I suggest dropping the weight significantly for a while and focusing on building your back muscles with rows, shoulder blade squeezes, etc. Your shoulders can be built separately as well using things like military presses. If you really wanted to, you could do an experiment and do just pushups for a week. It takes 2 weeks to start losing muscle anyways, so you won't be in any danger of that. If your shoulder is still bothering you from pushups alone, your back muscles are WAY weaker than your chest muscles. You need to focus solely on back/shoulder/neck for a while and start small (maybe no weights at all).
Heh, actually I void both military presses and pushups because they seem to cause problems related to the costochondral separation I got a few years ago while doing weighted pushups. Ripped a rib off from the sternum, and so ****ing annoying, just takes forever to heal and pops off again if I start doing a lot of pushups. For some reason, benching doesn't aggravate that, so I've given up pushups entirely. Military press... I find it extremely difficult to keep form just right so that it doesn't also cause issues in my rib cage.

I don't know what expectations exist that you're applying to yourself. Where is there a rule book that says every man should be able to lift X weight, or have X" muscles? Just be you, and lift the weights that accomplish what you need to accomplish. Muscles require a ton of food (costs money, takes time), they weigh more than fat (makes you heavy, bulky) and not everyone is attracted to them (I know more girls who don't like big muscles than girls who do). Honestly, muscles aren't by default the greatest thing in life. If you have a specific purpose for them (i.e. You're running, fighting, etc.) then build just what you need to be excellent at that activity. Otherwise you might be over-doing it. Just my two cents. It's your life.
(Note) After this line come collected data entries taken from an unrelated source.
PR #160, opened 2026-02-03
feat(commands): add sentry log command

betegon:
## Summary

Adds `sentry log list` command to list and stream logs from Sentry projects. Supports real-time streaming with `--follow` flag using efficient timestamp-based polling.

## Usage

```bash
sentry log list                    # auto-detect from DSN
sentry log list <org>/<project>    # explicit target
sentry log list <project>          # find project across orgs
sentry log list -f                 # stream in real-time
sentry log list --tail 50 -q 'level:error'
```

## Changes

- New `src/commands/log/` with list command
- Log formatters with severity coloring and timestamp formatting
- API client method `listLogs()` with `afterTimestamp` support for follow mode
- Follows existing patterns from `issue list` (parseOrgProjectArg, writeFooter, etc.)

## Test Plan

- `bun test test/lib/formatters/log.test.ts` - formatter unit tests
- Manual testing with real Sentry project using all target modes

### DIFF
--- a/src/commands/issue/utils.ts
+++ b/src/commands/issue/utils.ts
@@ -15,13 +15,10 @@ import { getProjectByAlias } from "../../lib/db/project-aliases.js";
 import { detectAllDsns } from "../../lib/dsn/index.js";
 import { ContextError } from "../../lib/errors.js";
 import { getProgressMessage } from "../../lib/formatters/seer.js";
-import {
-  expandToFullShortId,
-  isNumericId,
-  isShortSuffix,
-} from "../../lib/issue-id.js";
+import { expandToFullShortId, isShortSuffix } from "../../lib/issue-id.js";
 import { poll } from "../../lib/polling.js";
 import { resolveOrgAndProject } from "../../lib/resolve-target.js";
+import { isAllDigits } from "../../lib/utils.js";
 import type { SentryIssue, Writer } from "../../types/index.js";
 import { type AutofixState, isTerminalStatus } from "../../types/seer.js";
 
@@ -51,7 +48,7 @@ export const issueIdPositional = {
  */
 export function buildCommandHint(command: string, issueId: string): string {
   // Numeric IDs always need org context - can't be combined with project
-  if (isNumericId(issueId)) {
+  if (isAllDigits(issueId)) {
     return `sentry issue ${command} <org>/${issueId}`;
   }
   // Short suffixes can be combined with project prefix
--- a/src/lib/arg-parsing.ts
+++ b/src/lib/arg-parsing.ts
@@ -6,7 +6,7 @@
  * project list) and single-item commands (issue view, explain, plan).
  */
 
-import { isNumericId } from "./issue-id.js";
+import { isAllDigits } from "./utils.js";
 
 /** Default span depth when no value is provided */
 const DEFAULT_SPAN_DEPTH = 3;
@@ -205,7 +205,7 @@ function parseAfterSlash(
   org: string,
   rest: string
 ): ParsedIssueArg {
-  if (isNumericId(rest)) {
+  if (isAllDigits(rest)) {
     // "my-org/123456789" → explicit org + numeric ID
     return { type: "explicit-org-numeric", org, numericId: rest };
   }
@@ -288,7 +288,7 @@ function parseWithDash(arg: string): ParsedIssueArg {
 
 export function parseIssueArg(arg: string): ParsedIssueArg {
   // 1. Pure numeric → direct fetch by ID
-  if (isNumericId(arg)) {
+  if (isAllDigits(arg)) {
     return { type: "numeric", id: arg };
   }
 
--- a/src/lib/issue-id.ts
+++ b/src/lib/issue-id.ts
@@ -20,9 +20,6 @@ const SHORT_SUFFIX_PATTERN = /^[a-zA-Z0-9]+$/;
 /** Pattern for alias-suffix format (e.g., "f-g", "fr-a3", "spotlight-e-4y") */
 const ALIAS_SUFFIX_PATTERN = /^(.+)-([a-zA-Z0-9]+)$/i;
 
-/** Pattern for pure numeric IDs (all digits) */
-const NUMERIC_ID_PATTERN = /^\d+$/;
-
 /**
  * Check if a string looks like a short ID (e.g., PROJECT-ABC)
  * vs a numeric ID (e.g., 123456).
@@ -76,15 +73,4 @@ export function expandToFullShortId(
   projectSlug: string
 ): string {
   return `${projectSlug.toUpperCase()}-${suffix.toUpperCase()}`;
-}
-
-/**
- * Check if a string is a pure numeric ID (all digits).
- *
- * Used to distinguish between:
- * - Numeric issue IDs: "123456789" → need org context
- * - Short suffixes: "G", "A3" → can be combined with project
- */
-export function isNumericId(input: string): boolean {
-  return NUMERIC_ID_PATTERN.test(input);
 }
--- a/test/lib/issue-id.property.test.ts
+++ b/test/lib/issue-id.property.test.ts
@@ -17,11 +17,11 @@ import {
 } from "fast-check";
 import {
   expandToFullShortId,
-  isNumericId,
   isShortId,
   isShortSuffix,
   parseAliasSuffix,
 } from "../../src/lib/issue-id.js";
+import { isAllDigits } from "../../src/lib/utils.js";
 import { DEFAULT_NUM_RUNS } from "../model-based/helpers.js";
 
 // Arbitraries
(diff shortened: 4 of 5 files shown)


src/types/sentry.ts
```diff
@@ -678,3 +678,55 @@ export const ProjectKeySchema = z
...
+ * Fields match the Sentry Explore/Events API response for dataset=logs.
+ */
+export const SentryLogSchema = z
+  .object({
+    /** Unique identifier for deduplication */
+    "sentry.item_id": z.string(),
+    /** ISO timestamp of the log entry */
+    timestamp: z.string(),
+    /** Nanosecond-precision timestamp for accurate ordering and filtering */
+    timestamp_precise: z.number(),
```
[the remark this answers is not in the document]
betegon: this would be a risk of: 1 in ~2,000,000 polls could have duplicate/missed log

plugins/sentry-cli/skills/sentry-cli/SKILL.md
```diff
@@ -403,6 +403,21 @@ Update the Sentry CLI to the latest version
...
+### Log
+
+View Sentry logs
+
+#### `sentry log list <target>`
+
+List logs from a project
+
+**Flags:**
+- `-n, --tail <value> - Number of log entries (1-1000) - (default: "100")`
```
BYK: `-n` stands for `--lines` in `--tail`. I don't think `--tail` is a great name.

>-n, --lines=[+]NUM

```suggestion
- `-n, --limit <value> - Number of log entries (1-1000) - (default: "100")`
```

plugins/sentry-cli/skills/sentry-cli/SKILL.md
```diff
@@ -403,6 +403,21 @@ Update the Sentry CLI to the latest version
...
+- `-q, --query <value> - Filter query (Sentry search syntax)`
+- `-f, --follow - Stream logs in real-time`
+- `--pollInterval <value> - Poll interval in seconds (only with --follow) - (default: "2")`
```
BYK: Why not merge this into `-f` as an optional value flag:

If just `-f`, poll with default interval, `-f 10` poll with 10 (seconds?)

src/commands/log/index.ts
```diff
@@ -0,0 +1,27 @@
...
+  docs: {
+    brief: "View Sentry logs",
+    fullDescription:
+      "View and stream logs from your Sentry projects.\n\n" +
+      "Commands:\n" +
+      "  list     List or stream logs from a project\n\n" +
+      "Examples:\n" +
+      "  sentry log list                    # Auto-detect from DSN\n" +
+      "  sentry log list myorg/myproject    # Explicit org/project\n" +
+      "  sentry log list -f                 # Stream logs in real-time\n" +
```
BYK: I thought the SKILL file would get these docs?

src/lib/api-client.ts
```diff
@@ -943,3 +946,81 @@ export function getCurrentUser(): Promise<SentryUser> {
     schema: SentryUserSchema,
   });
 }
+
+// ─────────────────────────────────────────────────────────────────────────────
+// Logs
+// ─────────────────────────────────────────────────────────────────────────────
```
BYK: We should remove these kinds of divider comments, distracting.

src/lib/api-client.ts
```diff
@@ -943,3 +946,81 @@ export function getCurrentUser(): Promise<SentryUser> {
...
+  "sentry.item_id",
+  "trace",
+  "severity",
+  "timestamp",
+  "timestamp_precise",
+  "message",
+];
+
+/** Regex to check if a project identifier is a numeric ID */
+const NUMERIC_PROJECT_REGEX = /^\d+$/;
```
BYK: Pretty sure we have the exact same regex somewhere in the project. We should just name it `isAllDigits` or something and use that everywhere

src/lib/api-client.ts
```diff
@@ -943,3 +946,81 @@ export function getCurrentUser(): Promise<SentryUser> {
...
+export async function listLogs(
+  orgSlug: string,
+  projectSlug: string,
+  options: ListLogsOptions = {}
+): Promise<SentryLog[]> {
+  // API only accepts numeric project IDs as param, slugs go in query
+  const isNumericProject = NUMERIC_PROJECT_REGEX.test(projectSlug);
+
+  // Build query parts
+  const projectFilter = isNumericProject ? "" : `project:${projectSlug}`;
```
BYK, line 1044: Instead of this, can we not infer the numeric id of the project by querying the projects endpoint or something?

src/lib/api-client.ts
```diff
@@ -943,3 +946,81 @@ export function getCurrentUser(): Promise<SentryUser> {
...
+
+  const response = await orgScopedRequest<LogsResponse>(
+    `/organizations/${orgSlug}/events/`,
+    {
+      params: {
+        dataset: "logs",
+        field: LOG_FIELDS,
+        project: isNumericProject ? projectSlug : undefined,
+        query: fullQuery || undefined,
+        per_page: options.limit ?? 100,
```
BYK: Well, we probably shouldn't accept `0` as a limit right?
```suggestion
        per_page: options.limit || 100,
```

src/lib/api-client.ts
```diff
@@ -943,3 +946,81 @@ export function getCurrentUser(): Promise<SentryUser> {
...
+        statsPeriod: options.statsPeriod ?? "90d",
```
BYK: I think 90d is the max and I'd go with lower. Maybe even `1d` or `7d`?
```suggestion
        statsPeriod: options.statsPeriod ?? "30d",
```

src/lib/formatters/log.ts
```diff
@@ -0,0 +1,86 @@
...
+  }
+
+  // Format as local time: YYYY-MM-DD HH:MM:SS
+  const year = date.getFullYear();
+  const month = String(date.getMonth() + 1).padStart(2, "0");
+  const day = String(date.getDate()).padStart(2, "0");
+  const hours = String(date.getHours()).padStart(2, "0");
+  const minutes = String(date.getMinutes()).padStart(2, "0");
+  const seconds = String(date.getSeconds()).padStart(2, "0");
+  return `${year}-${month}-${day} ${hours}:${minutes}:${seconds}`;
```
BYK: Isn't this very close to ISO8601? Can we not use [`.toISOString()`](https://developer.mozilla.org/en-US/docs/Web/JavaScript/Reference/Global_Objects/Date/toISOString) here?

src/lib/api-client.ts
betegon: i don't know why my cleanup skill doesn't filter these

src/lib/api-client.ts
betegon: I see your point, but it's an extra API call that has to happen before executing this request.
i'd leave this as it is, works and doesn't add latency.

src/lib/formatters/log.ts
betegon: this is to maintain the local timezone instead of showing the `UTC` one.

betegon: that said, looks like the Swedish locale `sv-SE` maintains the local timezone.

src/lib/api-client.ts
betegon: you're right, put it on 7d, should be good.

src/commands/log/list.ts
```diff
@@ -0,0 +1,390 @@
...
+  const logs = await listLogs(org, project, {
+    query: flags.query,
+    limit: flags.limit,
+    statsPeriod: "90d",
+  });
+
+  if (flags.json) {
+    // Reverse for chronological order (API returns newest first)
+    writeJson(stdout, [...logs].reverse());
+    return;
```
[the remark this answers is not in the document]
betegon: this is actually intended. `--json` give us normal json for every command but for streaming where it's ndjson

src/lib/formatters/log.ts
```diff
@@ -47,14 +47,8 @@ function formatTimestamp(timestamp: string): string {
...
 
-  // Format as local time: YYYY-MM-DD HH:MM:SS
-  const year = date.getFullYear();
-  const month = String(date.getMonth() + 1).padStart(2, "0");
-  const day = String(date.getDate()).padStart(2, "0");
-  const hours = String(date.getHours()).padStart(2, "0");
-  const minutes = String(date.getMinutes()).padStart(2, "0");
-  const seconds = String(date.getSeconds()).padStart(2, "0");
-  return `${year}-${month}-${day} ${hours}:${minutes}:${seconds}`;
+  // Swedish locale naturally uses ISO 8601 format (YYYY-MM-DD HH:MM:SS) in local time
```
BYK, line 50: 🤣

betegon: i had to ask twice about this 😆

The only real need I can define for myself physically, is a psychological need. I'm a teacher, so apart from having the ability to stand and speak at a decent volume for hours at a time, there are no physical needs there. I'm not training at boxing, muay thai, or BJJ - all of which I have in the past - partially because there aren't as many clubs here in Saigon, at least not ones that aren't designed for fancy rich expats with more money than me, willing to pay more than a Vietnamese person earns in a month to train, and located across the other side of the city where all the rest of the expats live...

Anyway, thanks for the advice. Pay day is soon, so I'm going to head back to the sports stores and see what else I can pick up, that doesn't take up too much space. I'll see if I can fit a longer bar without blocking the door, and go with a more conventional, wider grip.